データセットが、n₆個の異なる細胞の集団のn₅個の異なる細胞サブセットにおけるn₄種の異なる化合物のn₃種の異なる濃度のn₂種の蛍光マーカーを使用するn₁個の異なる細胞パラメータの分析から作成された値を含む、請求項25に記載の方法。
n₁=5、n₂=1、n₃=5、n₄=2、n₅=2及びn₆=2であり、その結果、データセットが、200個の値を含む、請求項28に記載の方法。
パラメータが、DNAインターカレーションに特異的である5種の蛍光シグナル(HOECHST 33342、DRAQ5、YO-PRO-1 IODIDE、DAPI、CYTRAK ORANGE)及び細胞周期と関連する2種のタンパク質(サイクリン及びリン酸化ヒストンタンパク質)の点で検出され、定量化される細胞周期であり、試験集団及び参照集団が、各々、5種の異なる濃度の試験化合物及び細胞周期撹乱物質である参照化合物と接触される、請求項25に記載の方法。
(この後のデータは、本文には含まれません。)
PR #22139, opened 2018-07-31
[TST] make xfails strict

jbrockmendel:
This leaves untouched xfails with reasons like "flaky on 3.7" and a few where the test itself is just a `pass`.

In the process a handful of previously xfailed cases are no longer xfailed.

### DIFF
--- a/pandas/tests/extension/json/test_json.py
+++ b/pandas/tests/extension/json/test_json.py
@@ -142,6 +142,7 @@ class TestInterface(BaseJSON, base.BaseInterfaceTests):
 
 class TestConstructors(BaseJSON, base.BaseConstructorsTests):
 
+    # TODO: Should this be pytest.mark.skip?
     @pytest.mark.xfail(reason="not implemented constructor from dtype")
     def test_from_dtype(self, data):
         # construct from our dtype & string dtype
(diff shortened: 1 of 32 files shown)


pandas/tests/extension/json/test_json.py
```diff
@@ -142,6 +142,7 @@ def test_custom_asserts(self):
 
 class TestConstructors(BaseJSON, base.BaseConstructorsTests):
 
+    # TODO: Should this be pytest.mark.skip?
```
jreback: yeah u can change to skip (and similar ones)

pandas/tests/indexes/multi/test_missing.py
```diff
@@ -83,7 +83,7 @@ def test_nulls(idx):
         idx.isna()
 
 
-@pytest.mark.xfail
+@pytest.mark.xfail(strict=True)
```
jreback: can u add a reason

pandas/tests/plotting/test_misc.py
```diff
@@ -212,7 +212,6 @@ def test_parallel_coordinates(self, iris):
         with tm.assert_produces_warning(FutureWarning):
             parallel_coordinates(df, 'Name', colors=colors)
 
-    @pytest.mark.xfail(reason="unreliable test")
     def test_parallel_coordinates_with_sorted_labels(self):
```
jreback: hah!

jreback (changes requested):

pandas/tests/indexes/multi/test_missing.py
jbrockmendel: Sure, will try to sort that out.  Also waiting to see if anything fails on the CI that passed locally.

jreback (approved):

jreback:
thanks, ideally also update the  contributing.rst docs where we use xfail as an example to include the strict param.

コンピュータで実行されると、プロセスをコンピュータに実施させる、コンピュータプログラムを記憶する非一過性のコンピュータ可読記憶媒体であって、プロセスが、
細胞の試験集団及び細胞の参照集団の各々中の複数の表現型パラメータを検出(及び定量化)するステップであって、前記表現型パラメータが、各々、互いに独立して、状態テンソルとして表される(又はグループ化される)、ステップ、
細胞の試験集団及び細胞の参照集団の状態テンソル間の相違を測定する(ことで試験化合物のフィンガープリントを計算する)ステップ、並びに
参照作用物質の既知in vivo効果から試験作用物質のin vivo効果を予測するステップ
を含む、非一過性のコンピュータ可読記憶媒体。
p=3であり、I₁が、作用物質濃度のセットであり、I₂が、測定される生物学的応答のセットであり、I₃が、使用される対照のセットである、請求項3に記載の方法。
p=4であり、I₁が、作用物質濃度のセットであり、I₂が、測定される生物学的応答のセットであり、I₃が、使用される対照のセットであり、I₄が、使用される培養環境のセットである、請求項3に記載の方法。
p=5であり、I₁が、作用物質濃度のセットであり、I₂が、測定される生物学的応答のセットであり、I₃が、使用される対照のセットであり、I₄が、使用される培養環境のセットであり、I₅が、使用される作用物質曝露の期間のセットである、請求項3に記載の方法。
p≧3である、請求項3に記載の方法。
テンソルAがランク1テンソルA⁽ⁱのセットに分解され、A≒[[λ;A⁽¹⁾,A⁽²⁾,…,A⁽ⁿ⁾]]、(CP分解)である、請求項3に記載の方法。
テンソルAが、各モード:A≒[[G;M⁽¹⁾,M⁽²⁾,…,M^(p)]](Tucker分解)に沿って行列M^(j)によってかけ算されたコアテンソルGに分解される、請求項3に記載の方法。
生物学的に活性な作用物質間の非類似度が、分解によって生じたランク1テンソルを形成するベクトル間の非類似度として表される、請求項36に記載の方法。
生物学的に活性な作用物質間の非類似度が、分解に起因するコアテンソル間の非類似度として表される、請求項37に記載の方法。